Supervised fine-tuning has become the predominant method for adapting large pretrained models to downstream tasks. However, recent studies have revealed that these models are vulnerable to backdoor attacks, where even a small number of malicious samples can successfully embed backdoor triggers into the model. While most existing defense methods focus on post-training backdoor defense, efficiently defending against backdoor attacks during training phase remains largely unexplored. To address this gap, we propose a novel defense method called Backdoor Token Unlearning (BTU), which proactively detects and neutralizes trigger tokens during the training stage. Our work is based on two key findings: 1) backdoor learning causes distinctive differences between backdoor token parameters and clean token parameters in word embedding layers, and 2) the success of backdoor attacks heavily depends on backdoor token parameters. The BTU defense leverages these properties to identify aberrant embedding parameters and subsequently removes backdoor behaviors using a fine-grained unlearning technique. Extensive evaluations across three datasets and four types of backdoor attacks demonstrate that BTU effectively defends against these threats while preserving the model's performance on primary tasks. Our code is available at https://github.com/XDJPH/BTU.

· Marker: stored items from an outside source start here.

Issue #122, opened 2016-01-22
subrepo init broken?


nevsan:
Maybe I don't understand how I'm supposed to use `git subrepo init`, but I tried the following:

1. Run `git subrepo init <subdir> -r <myremote> -b master` from within an existing repository. This creates a new commit that simply adds the `<subdir>/.gitrepo` file.
2. Run `git bare --init` on a repo at the location `<myremote>`.
3. Run `git subrepo push <subdir>`.
4. Wonder why I got the error `git-subrepo: Can't find a common ancestor between refs/subrepo/<subdir>/fetch and subrepo-push/<subdir>. This might be the case if someone used push --force on the subrepo. You need to find out why and possibly reclone the subrepo.`

I notice that the remote repository does in fact receive the push (it appears in the history of the bare repository). It just seems that I can't push or pull from the repository once it has been created this way. I've confirmed that another fresh project can subrepo clone it and successfully push and pull to the remote--it's only the repo from which I initially ran subrepo init that I cannot push or pull.

I've traced the problem down to `subrepo:merge-base` and `subrepo:branch`. When doing a subrepo push or pull, it looks for a /unique/ merge-base. Note that `subrepo init` created a commit that only added the `.gitrepo` file. However, `subrepo:branch` will delete this file when generating the shadow history. Therefore, you will end up with two commits that have the same tree hash (the commit created by `git subrepo init` and that commit's parent). `subrepo:merge-base` notices that there are multiple candidates and complains, causing `subrepo:push/pull` to fail.

I've only gotten started trying to use this tool, so I don't know what the right solution is here. Perhaps `subrepo:merge-base` should check for this case explicitly, ignoring any commits that have the `git-subrepo init` metadata.

grimmySwe:
Hi Nevada

In step 2 I assume that you intend to `git init --bare`, because I don't have the `git bare` command ;-)

And yes, you seem to have found an issue here and pinpointed the problem. I tested myself and as you say it looks like when you use `git subrepo init` you will get a duplicate commit from a tree hash perspective and that will make merge-base go crazy.

I looked at you suggested patch and it will solve this specific case, but I stumbled on another case where I accidentally updated only the .gitrepo in another commit and this will cause the same problem. 

When I look at the result created by `git subrepo branch` I see that commits only changing the .gitrepo file is still present and that is strange.

I need to investigate some more, but main main thesis right now would be to clean the log so that only commits actually changing stuff in the subrepo should be present.

[...]

PR #123, opened 2016-01-22
Skip commits created by 'git subrepo init' when finding merge-base.

nevsan:
Possible solution to #122 

This removes commits created by `git subrepo init` as candidates for `git subrepo merge-base`.

### DIFF
--- a/lib/git-subrepo
+++ b/lib/git-subrepo
@@ -739,7 +739,7 @@ subrepo:merge-base() {
     first_on_target="HEAD"
     for target in $second; do
       local array2=(${target//:/ })
-      if [[ $tree == ${array2[1]} ]]; then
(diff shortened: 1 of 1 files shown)


grimmySwe:
I think that this solution will solve one specific case, but that there is a bigger problem left untouched.

ingydotnet:
This should probably have a test.

grimmySwe:
I investigated this and found a solution that I think solved this in a more
complete way by using prune-empty to parent-filter. Suggestion is in
issue/122, currently on review to Nevada the reporter.

fredag 22 januari 2016 skrev Ingy döt Net <notifications@github.com>:

grimmySwe:
Closing this, solved by #127

Issue #124, opened 2016-01-22
Can't run git subrepo commands from the top level of a submodule


nevsan:
`git subrepo` commands fail at the top level of a new-style submodule because it thinks that it is not at the top level of a git repository. I believe that a submodule should be treated as a standalone repository from the perspective of git-subrepo.

The problem comes from the use of `git rev-parse --git-dir == .git` as a method for determining whether one is at the top level of a repository. For new style submodules, the .git directory lives in the parent repository's .git directory.

grimmySwe:
To me your suggested solution looks good, could you please supply some test cases as well?

PR #125, opened 2016-01-22
Use 'git rev-parse --show-prefix' to test if at top level.

nevsan:
This check lets git-subrepo work within submodules (solving #124 )


ingydotnet:
Applied. Thanks!

This gets me thinking about how to make subrepo work well from any subdir.

The tricky part is that the subrepo "names" are the same as the relative path
when you are at the top level.

ie If you have a subrepo called `foo/bar/baz` and you are cd'd to `foo/bar`,
you'll want `git subrepo status baz` to work.

PR #127, opened 2016-01-22
Add prune-empty to the filter-branch command.

grimmySwe:
This should solve #122 and make the branch command much better. It will clear out all empty commits caused by the `filter-branch --tree-filter`command. They could cause trouble for other cases then init.

### DIFF
--- a/lib/git-subrepo
+++ b/lib/git-subrepo
@@ -678,7 +678,7 @@ subrepo:branch() {
 
   o "Remove the .gitrepo file from the history."
   FAIL=false RUN git filter-branch -f \
-    --tree-filter "rm -f .gitrepo"
+    --prune-empty --tree-filter "rm -f .gitrepo"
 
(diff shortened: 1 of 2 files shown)


grimmySwe:
@ingydotnet  Hmm, that didn't go as I expected, I actually want this pull request to trunk... Commit: f172780
If I create a pull request to master from issue/122 I get some extra stuff already included, so I created it from the base branch (issue/115)...

ingydotnet:
@grimmySwe, I fetched your PR and rebased it and pushed the result to
https://github.com/ingydotnet/git-subrepo/tree/issue/127

Let me know if I can use that, or if not, what should I do next.

grimmySwe:
@ingydotnet Sorry for the extra work, still not used to git/github... I checked and it looks like you could merge in issue/127 to master.

ingydotnet:
Applied. Thanks!

PR #138, opened 2016-02-08
Issue/130 - Faster algorithm for common tree ancestor

grimmySwe:
Implemented a faster algorithm to find common tree ancestor.

(S=Subrepo, C=Clone of subrepo)
Previous best case: S+C, worst case S*C
new algorithm has best case S+C, worst case of 2S+C

### DIFF
--- a/lib/git-subrepo
+++ b/lib/git-subrepo
@@ -84,6 +84,8 @@ main() {
   local new_parent=             # New subrepo parent commit
   local first_on_source="HEAD"  # Merge base source is HEAD
   local first_on_target="HEAD"  # Merge base target is HEAD
+  local merge_counter=0         # Unique prefix for merge bases
+  local branch_first_commit=    # Return value from prepare_merge_base
 
   local subdir=                 # Subdirectory of the subrepo being used
   local gitrepo=                # Path to .gitrepo file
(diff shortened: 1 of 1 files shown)


ingydotnet:
I have no problem merging this. Just wondering...

* Are the existing tests good enough to catch regression?
* Could this be faster in Perl or Python?
  * Both are commonly installed on modern OSes
  * We could shell out if available, else use Bash

Regarding caching the last result, I'm a bit leery. Where would we store it?
Might it possibly go stale? It would certainly need to be per branch, since
every branch of a repo can very in subrepo usage/state.

But back to merging this. I assume this is a step forward, with no known
worries of regression, right?

grimmySwe:
It actually caught a problem with pull --all. So I consider it "safe"...

Regarding speed I don't really know, but I think that the complexity for having external dependencies should be avoided until we really see the problem. And it might be a little deal breaker for windows.

So to conclude, yes this is a step forward and I think it should be ok to merge.

For the suggestion on caching I have come to the same conclusion as you, it might not be worth the risk. In git you can do all kinds of things like rebase and then push --force leaving caches invalid and hard to detect.

ingydotnet:
Applied. Pushed. Thanks!

Issue #148, opened 2016-02-15
Completion for `init` should complete to subdirs


ingydotnet:
not to subrepos

Attn @perlpunk

ingydotnet:
This seems resolved. Closing.

PR #149, opened 2016-02-15
subrepo init should complete to directories, not existing subrepos

perlpunk:
see #148


ingydotnet:
@perlpunk, this works but it completes to files as well as directories. It
should really only complete to non-empty directories. And maybe also only to
dirs without a .gitrepo subdir.

perlpunk:
This might take a while. Right now it's just using the default completion for bash, which is file completion.
I'd have to reimplement the builtin file completion.
You might want to merge this for now and create a new issue...

ingydotnet:
sounds good

ingydotnet:
Applied. Pushed. Thanks!

PR #151, opened 2016-02-19
Proper GIT_SUBREPO_COMMAND format under Environment Variables

maxmclau:
It wasn't recognizing it as code because of a missing `back-tick and it was bothering me


ingydotnet:
Thanks for noticing, but...

The ReadMe is generated. The doc sources are in `doc/`.

    make update

Generates the generated docs.

Anyway... fixed now. Thanks again!

PR #164, opened 2016-03-14
Catch errors when creating a subrepo branch

stsquared99:
Related to #82, but will prevent being stuck in the subdirectory-filter no matter what causes 'git branch' to fail.


ingydotnet:
How does the branch command fail?

stsquared99:
Right now, I see it when doing a 'init' or 'branch' in a nested subrepo when a parent subrepo branch exists, or vice versa, due to the dir/file thing we discussed earlier. I am uncertain whether there are/aren't any other cases where it could fail.

stsquared99:
No longer an issue with #173

PR #190, opened 2016-05-26
Loosen up regex to determine if pushing to a new repo after init

loupgaroublond:
The push command expects the "fatal: Couldn't find remote ref" string to be present. However, all manner of various outputs from git could fail to match that string at the beginning of the output. This relaxes this restriction with the addde bonus that the commit message is longer than the change.

Example:
✔ ~/BitPusher/bookstore/bp-automation-merge [cluster/devops ↓·18↑·3|✔] 
17:55 $ git subrepo push chef/cookbooks/bp-aws-single-az-lb --force
git-subrepo: Fetch for push failed: Host key fingerprint is SHA256:SCBz9Sh537ZPrxSnRQRymcFY7W6FazDAhvTcwWoJiEM
+---[RSA 2048]----+
|  o.Eo.o.o.=**.  |
|   +oo.ooo=+=o.  |
|    o.+ .oo+.... |
|     + o .+ o.o .|
|      . S.o .+oo |
|         . . ==  |
|          . +o   |
|           + .   |
|            o..  |
+----[SHA256]-----+

User ynemoy authorized.
fatal: Couldn't find remote ref master
fatal: The remote end hung up unexpectedly

### DIFF
--- a/lib/git-subrepo
+++ b/lib/git-subrepo
@@ -578,7 +578,7 @@ subrepo:push() {
     if ! OK; then
       # Check if we are pushing to a new upstream repo (or branch) and just
       # push the commit directly. This is common after a `git subrepo init`:
-      local re="^fatal: Couldn't find remote ref "
+      local re="fatal: Couldn't find remote ref "
       if [[ $output =~ $re ]]; then
         o "Pushing to new upstream: $subrepo_remote ($subrepo_branch)."
         RUN git push \


ingydotnet:
@loupgaroublond Thanks for this and sorry for late reply.

I tightened up the regex to make sure text is at start of line. I've pushed
this to branch `issue/190`. It passes the tests (and the regex check is covered
in the tests).

@loupgaroublond, would you mind verifying it?

loupgaroublond:
Hi Ingy,

I can't test this in the same environment anymore as I am not working on that project. As long as it can handle multiline output from SSH and git, I think the fix should work. I plan on using git-subrepo soon on a new project, so if I run into this issue again, ill let you know.

ingydotnet:
Applied. Pushed. Thanks.

I've pushed this fix. I should note there's no test for it. I'll make a note to
add a test but I want to spend time getting more issues resolved.

I tested the regex I had and realized it didn't work, so I changed it to one
that does. Tests pass, even though it doesn't tell us anything about this. :)

Thanks again, Ingy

Paper Structure (25 sections, 11 equations, 4 figures, 11 tables, 1 algorithm)

This paper contains 25 sections, 11 equations, 4 figures, 11 tables, 1 algorithm.

Figures (4)

  • Figure 1: The distinctive learning behaviors for BTP and CTP under four different backdoor attacks. Figure (a) represents the variation in BTP and CTP as a function of the number of iterations when only optimizing the model's word embedding layer. Figure (b) represents the variation in BTP and CTP as a function of the number of iterations when optimizing all model parameters. In the Stylebkd and Synbkd attacks, conjunctions and punctuation marks are chosen as backdoor tokens. These abnormal behaviors are consistent across other attacks as well, highlighting the generalization of this phenomenon.

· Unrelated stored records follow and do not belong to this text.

PR #204, opened 2016-07-10
Fixed #203: added support in Makefile for DESTDIR variable.

### LINKED ISSUE #203: Support staged installs via the DESTDIR variable
The `DESTDIR` variable is a common pattern supported only in install\* and uninstall\* targets of a Makefile often used in package creation or other fakeroot installation situations. The specifics of the `DESTDIR` variable can be found in the [GNU Make Manual](https://www.gnu.org/software/make/manual/html_node/DESTDIR).

`DESTDIR` should never be defined in the Makefile, but, when specified as an absolute path by the user when invoking the make command, its value should be prepended to each install target file. For example, if the invocation, `make install`, would normally install the target files: `/usr/local/bin/foo` and `/usr/local/share/man/man1/foo.1`, executing `make DESTDIR=/tmp/stage install` should likewise install these corresponding target files: `/tmp/stage/usr/local/bin/foo` and `/tmp/stage/usr/local/share/man/man1/foo.1`.

jamesan:
I'm packaging git-subrepo for Arch Linux at the moment and this change works insofar that use case. The Arch Linux package can be found at: https://aur.archlinux.org/packages/git-subrepo-git.

### DIFF
--- a/Makefile
+++ b/Makefile
@@ -15,9 +15,9 @@ SHARE = share
 
 # Install variables:
 PREFIX ?= /usr/local
-INSTALL_LIB  ?= $(shell git --exec-path)
+INSTALL_LIB  ?= $(DESTDIR)$(shell git --exec-path)
 INSTALL_EXT  ?= $(INSTALL_LIB)/$(NAME).d
-INSTALL_MAN1 ?= $(PREFIX)/share/man/man1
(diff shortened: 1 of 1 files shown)


ingydotnet:
Applied. Pushed. Thanks!

Sorry for the delay.

THe latest greatest v0.4.0 should be coming out within a week or so. FYI.

Issue #1801, opened 2024-01-01
multiple assignments not working in CS7


joachimheintz:
this works in CS6 but not in CS7 (develop):
`iMin,iMax = 5,10`

not sure it is already expected to work but want to mention it for compatibility.

kunstmusik:
I was not aware of this syntax in CS6. Is this commonly used? I'm wondering about the long-term language design implications of this and whether it'll cause issues in the future. 

Would love to hear @jpffitch and @vlazzarini 's thoughts on this.

vlazzarini:
I wasn't aware either. Looks like tuples to me but I never knew we supported them in the old parser.

joachimheintz:
just to note that it is documented in the manual:
https://csound.com/docs/manual/assign.html

vlazzarini:
well then, looks like we need to keep this in the new parser. This goes back to 2010.

joachimheintz:
i just checked whether multiple assignments work for init rather than 
for equal.
good news that it already works also in CS7, for instance:

instr 1
   ia,ib init 1,2
   print(ia,ib)
endin

not sure if this helps to implement it for `ia,ib = 1,2`, too.

jpffitch:
I looked more carefilly and multiole assinment iin cs6 is just the usual call of an opcode.  There is no fuss about diskin2 have multiple outputs and more than 1 input. so there is issue in =or init,. The syntax is just like elsewhere
-  { "=.i",    S(ASSIGNM),0, 1,      "IIIIIIIIIIIIIIIIIIIIIIII", "m",
    minit, NULL, NULL, NULL  },
  { "=.k",    S(ASSIGNM),0, 2,      "zzzzzzzzzzzzzzzzzzzzzzzz", "z",
    NULL, minit, NULL, NULL },
In the parser3 however = is treated specially and so needs a rewrite to match the simplicity of cs6

vlazzarini:
This is now fixed in PR #1944

PR #1944, opened 2024-09-12
fixing #1801

vlazzarini:
This PR fixes the issue regarding multiple assignments, where backward compatibility with csound 6 was lost. Test3.csd in the test suite is now passing.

  • Figure 2: Illustration of the BTU Framework: 1) The Backdoor Token Detection phase includes three rounds of Anomaly Token Detection, where only the embedding layer is trained to detect embeddings with significant changes. 2) Dimensional Fine-grained Unlearning uses padding token embedding to precisely correct the anomalies tokens detected by backdoor token detection, and then the model is repaired using clean data.
  • Figure 3: Token quantities influence the results. "clean" refers to not modifying the labels after insertion, "10" represents an insertion ratio of 10%, and "average" indicates the mean of the changes in the word embedding layer.
  • Figure 4: T-SNE visualization of CLS embedding parameters on a backdoored BERT. We trained the backdoored BERT model on the word embedding layers and plotted the output distribution between clean and poisoned samples. Note that 'positive' refers to examples with a ground-truth label of 1, and 'negative' refers to examples with a ground-truth label of 0. It is observed that most poisoned examples (marked in yellow) are clustered separately from the others.